*PROBLEM DETAILS*.
Quote the entries that follow exactly, leaving none out.

*GIVEN DATA*.
PR #472, opened 2022-07-18
Phantom adapter uses window.phantom.solana 

Tataklim:
Hi! 
We have noticed that there are some of wallets that try to overwrite window.solana.isPhantom. That’s why sometimes we can meet quite unexpectable behavior, when Phantom couldn't be loaded with another wallets' extensions. 
Nowadays Phantom migrated to window.phantom.solana, so it's possible to [avoid](https://github.com/solana-labs/wallet-adapter/blob/master/packages/wallets/phantom/src/adapter.ts#L48) these errors for everyone who uses wallet-adapter

### DIFF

*EXERCISE RESPONSE*.
PR #472, opened 2022-07-18
Phantom adapter uses window.phantom.solana 

Tataklim:
Hi! 
We have noticed that there are some of wallets that try to overwrite window.solana.isPhantom. That’s why sometimes we can meet quite unexpectable behavior, when Phantom couldn't be loaded with another wallets' extensions. 
Nowadays Phantom migrated to window.phantom.solana, so it's possible to [avoid](https://github.com/solana-labs/wallet-adapter/blob/master/packages/wallets/phantom/src/adapter.ts#L48) these errors for everyone who uses wallet-adapter

### DIFF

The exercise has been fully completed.